Saved data entries:
[Start of section]

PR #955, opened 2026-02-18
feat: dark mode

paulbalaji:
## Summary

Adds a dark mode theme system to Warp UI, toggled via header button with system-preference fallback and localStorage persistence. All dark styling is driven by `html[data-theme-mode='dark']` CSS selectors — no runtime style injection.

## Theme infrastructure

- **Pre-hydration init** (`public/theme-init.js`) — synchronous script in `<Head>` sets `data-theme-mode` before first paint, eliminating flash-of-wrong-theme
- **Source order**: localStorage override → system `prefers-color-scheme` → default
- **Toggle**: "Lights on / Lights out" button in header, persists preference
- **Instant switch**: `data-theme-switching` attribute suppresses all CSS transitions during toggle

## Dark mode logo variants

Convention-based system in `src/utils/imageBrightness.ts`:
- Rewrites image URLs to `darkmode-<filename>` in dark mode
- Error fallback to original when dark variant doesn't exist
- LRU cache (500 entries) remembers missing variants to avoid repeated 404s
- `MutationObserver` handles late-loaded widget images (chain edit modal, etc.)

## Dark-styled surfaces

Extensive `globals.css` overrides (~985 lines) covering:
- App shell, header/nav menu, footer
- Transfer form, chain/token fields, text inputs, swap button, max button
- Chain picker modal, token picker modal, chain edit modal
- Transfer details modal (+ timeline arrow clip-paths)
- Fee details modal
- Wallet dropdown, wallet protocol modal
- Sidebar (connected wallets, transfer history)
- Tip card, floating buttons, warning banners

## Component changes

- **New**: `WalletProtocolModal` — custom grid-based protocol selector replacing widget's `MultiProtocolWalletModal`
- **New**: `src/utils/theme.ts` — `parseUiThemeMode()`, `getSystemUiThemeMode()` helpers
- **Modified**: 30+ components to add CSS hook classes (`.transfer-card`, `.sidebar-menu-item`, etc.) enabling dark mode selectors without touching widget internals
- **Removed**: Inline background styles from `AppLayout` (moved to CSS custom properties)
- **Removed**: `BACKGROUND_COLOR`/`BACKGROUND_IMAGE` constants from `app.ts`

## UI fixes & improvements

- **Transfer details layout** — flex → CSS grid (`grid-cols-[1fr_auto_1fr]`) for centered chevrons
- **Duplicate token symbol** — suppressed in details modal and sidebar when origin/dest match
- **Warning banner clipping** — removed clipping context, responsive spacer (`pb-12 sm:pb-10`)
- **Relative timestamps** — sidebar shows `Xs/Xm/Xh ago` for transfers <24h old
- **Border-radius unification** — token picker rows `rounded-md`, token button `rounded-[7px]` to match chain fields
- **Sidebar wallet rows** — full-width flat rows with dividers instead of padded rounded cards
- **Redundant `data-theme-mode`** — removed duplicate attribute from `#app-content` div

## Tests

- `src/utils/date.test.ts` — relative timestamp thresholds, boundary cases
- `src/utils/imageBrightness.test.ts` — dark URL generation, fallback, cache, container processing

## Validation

[End of section]

▶ _ABOUT THIS EXERCISE_: Copy, please, exactly the lines that start at the first line of the data and end at the line containing "## Dark-styled surfaces", both kept and no others.

▶ _YOUR RESPONSE_:
PR #955, opened 2026-02-18
feat: dark mode

paulbalaji:
## Summary

Adds a dark mode theme system to Warp UI, toggled via header button with system-preference fallback and localStorage persistence. All dark styling is driven by `html[data-theme-mode='dark']` CSS selectors — no runtime style injection.

## Theme infrastructure

- **Pre-hydration init** (`public/theme-init.js`) — synchronous script in `<Head>` sets `data-theme-mode` before first paint, eliminating flash-of-wrong-theme
- **Source order**: localStorage override → system `prefers-color-scheme` → default
- **Toggle**: "Lights on / Lights out" button in header, persists preference
- **Instant switch**: `data-theme-switching` attribute suppresses all CSS transitions during toggle

## Dark mode logo variants

Convention-based system in `src/utils/imageBrightness.ts`:
- Rewrites image URLs to `darkmode-<filename>` in dark mode
- Error fallback to original when dark variant doesn't exist
- LRU cache (500 entries) remembers missing variants to avoid repeated 404s
- `MutationObserver` handles late-loaded widget images (chain edit modal, etc.)

## Dark-styled surfaces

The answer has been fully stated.